День для Эсмеральды тянулся, как патока, и она с нетерпением ждала вечера. Она не могла ни читать, ни есть — кусок не шел в горло. Сидела в гостиной с книжкой в руках, но перечитывала одну и ту же страницу, потому что не могла ни на чем сосредоточиться. И когда судья подошел к Эсмеральде, она нетерпеливо встрепенулась, хотя и слегка оторопела от его внешнего вида. На Фролло не было его обычной сутаны, наплечников и шаперона. Туника, шоссы, пулены и серый плащ — вот и все, что он на себя надел.

— Боже, что у тебя за вид?! — выдохнула Эсмеральда.

— Самый нормальный вид для слежки, — спокойно пояснил судья. — Мы ведь подглядывать идем, а не в гости. В моей обычной одежде я буду слишком заметен, а нам этого не надо.

Он жестом поманил ее за собой, и Эсмеральда беспрекословно последовала за ним. Козу они на этот раз оставили дома — еще заблеет невовремя и некстати.
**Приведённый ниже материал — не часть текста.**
PR #7721, opened 2022-11-19
ignore popstate events from outside the router

### LINKED ISSUE #6914: Disable router for all links
### Describe the problem

I use sveltekit in a micro-frontend like usage, injecting html and js generated by svelte-kit in another website.
I used `router=false` option to avoid sveltekit to interfere with the router of the receiving site but keep hydration to activate some js interaction.

Since [this PR](https://github.com/sveltejs/kit/pull/6446) was merged I should use this to keep same usage:

> old: router = false / hydrate = true -> new: csr = true + set data-sveltekit-reload if you want native navigations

Несколько кварталов судья и Эсмеральда ехали в карете. Затем Фролло велел остановиться и выпрыгнул наружу.

— Дальше придется пешком, Эсмеральда, — сказал он. — Выдержишь?

— Выдержу! — твердо ответила она.

Они шли по вечернему Парижу, и никто особо не обращал на них внимания — у всех были свои дела. Пару раз к ним пытались пристать бродяги, но Эсмеральда обругала их в самых площадных выражениях, грозя тростью. По ее ругательствам бродяги поняли — эта девчонка была из своих, из Двора Чудес, и отстали.

— С тобой приятно иметь дело, моя дорогая, — тихонько усмехнулся судья. — Вечерний Париж небезопасен, а ты вон как их разогнала.

— Да, со мной ты как за каменной стеной, — она не удержалась и прыснула, несмотря на то, что сейчас ей предстояло узнать что-то очень неприятное.

Они приблизились к дому де Гонделорье и неприметными тенями встали недалеко от балкона.

— Девица Флер — невеста нашего капитана — очень любит прогуливаться по балкону в его присутствии, — прошептал судья. — Подождем, скоро они должны появиться.

Эсмеральда судорожно сжала трость в руке.

Как судья ей и говорил, балконная дверь приоткрылась через некоторое время, и на балкон выплыла девушка. Она, со своими светлыми волосами и в белом платье, была похожа на лебедя — хрупкая, нежная. И весьма счастливая. Эсмеральда закусила губу. Причина счастья Флер-де-Лис стояла рядом. Капитан де Шатопер во всей своей красе. Кидающий на Флер ласковые взгляды, полные обожания и восторга — еще сегодня утром он так смотрел на Эсмеральду. Так и норовящий прикоснуться к своей невесте.

— О, дорогой Феб, я жду не дождусь нашей свадьбы! — прощебетала Флер, и светлая улыбка озарила ее лицо.

— Я тоже безумно хочу этого, любовь моя, — нежно отозвался капитан, и у Эсмеральды зашлось сердце. Она ведь верила ему! Так верила! А он… Ощущения Эсмеральды были похожи на то, как если бы ей в грудь вонзили нож. Эсмеральда задохнулась и тихо всхлипнула, и Фролло сжал ее локоть.

— Тише, Эсмеральда, они нас услышат! — прошипел он сквозь зубы.

Судью переполняла одновременно и радость, и горечь. Радость от того, что Эсмеральда собственными глазами увидела всю правду в своей неприглядной красе. Горечь от того, что ей сейчас было больно, и от этого невольно он страдал и сам. Иллюзии Эсмеральды только что были разбиты вдребезги. Но это необходимо было сделать. Иначе потом, когда она в своих чувствах зашла бы слишком далеко, ей было бы гораздо, гораздо больнее, чем сейчас.

— Пойдем отсюда, — ее голос был хриплым. — Я увидела все, что мне было надо.